[What is being asked] Scan the records below. List lines holding "typedef".

┌────────

PR #21234, opened 2023-01-06
Cleanup in libr/anal/op.c ##analysis

jmaselbas:

---

 - Make r_anal_optype_{to,from}_string use the same optypes array ##analysis
 - Balance spacings in braces ##indent
 - Use R_ARRAY_SIZE in r_anal_op_family_from_string
 -  Use R_ANAL_OP_DIR* enum value instead of hardcoded values

### DIFF
--- a/libr/anal/op.c
+++ b/libr/anal/op.c
@@ -570,7 +570,7 @@ static const struct op_family of[] = {
 
 R_API int r_anal_op_family_from_string(const char *f) {
 	size_t i;
-	for (i = 0; i < sizeof (of) / sizeof (of[0]); i ++) {
+	for (i = 0; i < R_ARRAY_SIZE (of); i ++) {
 		if (!strcmp (f, of[i].name)) {
 			return of[i].id;
 		}
--- a/libr/anal/op.c
+++ b/libr/anal/op.c
@@ -641,9 +641,17 @@ R_API const char *r_anal_op_direction_tostring(RAnalOp *op) {
 	if (!op) {
 		return "none";
 	}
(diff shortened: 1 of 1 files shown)


trufae:
This change is breaking the ABI, so you may need to wait for 5.9 to merge this. I would suggest to wrap the breaking changes with an #if R2_590, so we can merge now and  remove it when the 5.9 time comes.

jmaselbas:
I don't understand why nor how this breaks the ABI.
I just also noticed that there is some very similar structures in `libr/arch/arch_op.c` (code duplication)

jmaselbas:
the ABI fails on:
```
DOWNLOAD_URL=$(curl -s https://api.github.com/repos/radareorg/radare2/releases/latest | jq -r '.assets[] | select(.name | startswith("radare2")) | select(.name | endswith("static.tar.xz")) | .browser_download_url')
wget -O r2-static-latest.tar.xz $DOWNLOAD_URL
shell: /usr/bin/bash --noprofile --norc -e -o pipefail {0}
jq: error (at <stdin>:1): Cannot iterate over null (null)
Error: Process completed with exit code 5.
```

trufae:
Lets rerun the job and see what happened 🤞

trufae:
Ref https://github.com/radareorg/radare2/pull/21215

trufae:
The test runs fine in local and it seems like an issue in github ci, so let's merge :)

thanks! i would love if there was an idiomatic way to generate all those enum-from/to-string methods, but the patch looks good. sorry for the delay i was afk

PR #21235, opened 2023-01-06
minor update for kvx architecture ##arch

jmaselbas:

---

- Fix script used to generate opc decoding struct for kvx
- kvx: update generated opc decoding structures
- Add missing licence in header kvx.h
- Fix typos and improve comment in kvx_op


trufae:
Looks good!  We are in the process of moving all the analysis plugins into arch. Would you like to take care of this plugin, as long as you updated it i think its better if you do this change

thanks!

trufae:
Adding some tests before doing the transition may also help on reducing regressions later

jmaselbas:
Yes, I can take care of this plugin

PR #21236, opened 2023-01-07
Use an authorized API call for the abi job

MewtR:

**Description**

This should increase the number of allowed api requests from 60 to 1000. So hopefully, we don't get any failed api calls anymore.
[Link to the doc](https://docs.github.com/en/rest/overview/resources-in-the-rest-api?apiVersion=2022-11-28#rate-limiting)

### DIFF
--- a/.github/workflows/build.yml
+++ b/.github/workflows/build.yml
@@ -539,7 +539,10 @@ jobs:
         path: /tmp
     - name: Download latest release
       run: |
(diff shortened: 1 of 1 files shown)


trufae:
Your abi checks are working fine now :) good fix!

here's an example of a failing abi test https://github.com/radareorg/radare2/actions/runs/3867218013/jobs/6592861584

PR #21259, opened 2023-01-16
Use ut64 for bin bind offsets ##bin #if R2_590

swoops:

**Description**

The `RBinBind->get_offset` returns an `int` while the code using these values cast them to `ut64`. This will update the API to ut64. 

Still not 100% confident this code is right, figured I would let the tests run while I check a few things manually.


swoops:
ABI check works!

trufae:
Uhm not really. The abi check failed. Ao we must wait for 5.9 to introduce this patch :{

swoops:
Changing wasm should of caused merge conflicts with this. So hopefully this will fix it.

PR #21273, opened 2023-01-20
WIP: Move ws plugin into arch -- XXX requires iobind

trufae:

**Description**


condret:
allow arch to use iobind then

trufae:
I would prefer not because

* breaks the abi so needs to wait for 5.9
* The current buffer passing becomes useless
* Makes decoding time non deterministic
* exposes something that is only used by 2 plugins that barely nobody uses

trufae:
Ive found the solution to all our problems, discussed in the chat, and patched here, ill move forward in this direction so we can unblock the rest of plugins affected too 🔥

PR #21290, opened 2023-01-24
Clean-up ASN.1 parser and update x509 fuzzing

sylvainpelissier:

**Description**

Move function used only by x509 fuzzer and update checks in ASN.1 lengths to reject length over 48 bits.


trufae:
https://github.com/radareorg/radare2/pull/21292 <- this is the fix for your abi break

PR #21291, opened 2023-01-25
Avoid the use of sprintf()

trufae:
* Use r_str_newf() or snprintf ensuring buffer size
* No vulns found, but better to avoid compiler warnings
* sprintf like strcpy is a bad practice

**Description**


swoops:
I would watch out for `snprintf` too, it does not null terminate if length is exceeded so it can cause some strange bugs. I think there is a r_util alternative that forces null termination.

trufae:
Its strncpy the one that doesnt null terminate. Snprintf does it right

PR #21297, opened 2023-01-28
Use correct compilation directory for DWARF binairies

MewtR:

**Description**

(Irrelevant for DWARF5 as the compilation directory is already in the line number program header)
Files in the line number program header with 0 as their directory index end up with the wrong directory,
because only the final compilation directory is stored. This PR aims to fix that by storing compilation  directories along with their offsets from the .debug_line section (DW_AT_stmt_list). 
We can then calculate this offset when parsing the line number program header to associate files with the correct directories if needed.


trufae:
Merged! Thanks for the patch! The only thing i changed in the squash was the commit message to avoid using two ##tags.

PR #21299, opened 2023-01-28
Fix memory leak when parsing DW_FORM_line_strp ##bin

MewtR:

**Description**

Sorry missed this from my previous PR #21297. Since we support DW_FORM_line_strp now we need to free those strings as well.


trufae:
Merged because master was failing already and i had this fix pending in local

MewtR:
Thanks!

PR #21322, opened 2023-02-06
Fix the type used for the fini callback in r_arch_plugin_t ##arch

jmaselbas:
The fini callback has a type (RArchPluginFiniCallback) use that.

### DIFF
--- a/libr/include/r_arch.h
+++ b/libr/include/r_arch.h
@@ -163,7 +163,7 @@ typedef struct r_arch_plugin_t {
 	RSysBits bits;
 	RSysBits addr_bits;
 	RArchPluginInitCallback init;
-	RArchPluginInitCallback fini;
+	RArchPluginFiniCallback fini;
 	RArchPluginInfoCallback info;
 	RArchPluginRegistersCallback regs;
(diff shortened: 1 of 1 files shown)


trufae:
Good catch! Unfortunately this breaks the abidiff ci test. So we should wait for 5.9 to merge this. Despite i think both init a d finive the sane signature and shouldnt be breaking anything, so maybe thats a bug that shoukd be reported to libabigail/abidiff. I will check this and report them back :)

thanks!

jmaselbas:
Yes, they both share the same signature so it is just a name, types are compatible. But it better to keep them separated if they need to be different in the future. This can easy wait for the 5.9 release

trufae:
Seems like this is properly handled with abidiff from git.. must chk with abidiff2.2, which is the last release. but ubuntu-latest... ships an ancient version (2.0) and i have to see how this can be updated in github and try again. but your change doesnt breaks the abi :)

trufae:
I can confirm it's fixed in abidiff 2.2 :) it's just coz ubuntu22.02 is too old

PR #21323, opened 2023-02-06
 Convert kvx analysis plugin into arch ##arch 

jmaselbas:
Notable change during the conversion: the arch plugin now uses init/fini for decode context which might not be the final solution but it is better than using a per thread local storage.


jmaselbas:
I am marking this as a draft, I will like to test this a bit more (I only compiled r2 and haven't tested this properly)

trufae:
The meson build is what is missing here to be fully green, i can fix it if you want, but to build with meson just do: `meson b; ninja -C b`. guess you'll need to fix libr/meson.build and libr/(anal|arch)/meson.build too. Let's make the arch transition happen!

jmaselbas:
I have this error, when running `meson b`:
```
shlr/meson.build:211:2: ERROR: File capstone/arch/BPF/BPFDisassembler.c does not exist.
```
Did I miss a setup step ?

trufae:
Looks great! merged!

PR #22006, opened 2023-07-05
WIP: Initial rework on the rbin new API

trufae:

**Description**

**Copilot**

copilot:all


libr/include/r_bin.h
```diff
@@ -282,8 +282,14 @@ typedef struct r_bin_object_t {
 	HtUP *addr2klassmethod;
 	void *bin_obj; // internal pointer used by formats
 	bool is_reloc_patched; // used to indicate whether relocations were patched or not
+	// the new stuff
+	void *priv; // RBinObjectPriv
```
luc-tielen, line 286: You could make this `RBinObjectPriv`too? Forward declare it before RBinObject, and then define it in a C file somewhere.
Only difference is that you will need extra helper functions (but that's good, we don't want people directly accessing it)

PR #22027, opened 2023-07-07
Fix x86 XOR ESIL for 64bit registers ##esil 

aemmitt-ns:

**Description**

The ESIL expressions for XOR instructions with 64 bit registers is currently wrong due to the get64from32 function returning strdup(s) instead of NULL when the register does not match a 32bit register. This change lead to the use of the 32bit ESIL instead of the correct 64bit version. 

The change in this PR simply has get64from32 return NULL when the register is already 64bit, ensuring the right ESIL is generated for the instruction. 

**Copilot**

copilot:all

### DIFF
--- a/libr/arch/p/x86/plugin_cs.c
+++ b/libr/arch/p/x86/plugin_cs.c
@@ -419,7 +419,7 @@ static char *get64from32(const char *s) {
 			return r_str_newf ("r%d", atoi (s + 1));
 		}
 	}
-	return NULL; // strdup (s);
+	return NULL; 
 }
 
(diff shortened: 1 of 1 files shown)


libr/arch/p/x86/plugin_cs.c
```diff
@@ -419,7 +419,7 @@ static char *get64from32(const char *s) {
 			return r_str_newf ("r%d", atoi (s + 1));
 		}
 	}
-	return strdup (s);
+	return NULL;
```
trufae, line 422:
```suggestion
	return NULL;
```

trufae:
That was introduced during the arch regression. We probably would find it with more tests, but porting the x86 plugin was the hardest part so i'm happy that the esil is taking more care now that arch and cs5 are out!

Good patch and great contrib <3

└────────

[Exercise output]
@@ -163,7 +163,7 @@ typedef struct r_arch_plugin_t {
@@ -282,8 +282,14 @@ typedef struct r_bin_object_t {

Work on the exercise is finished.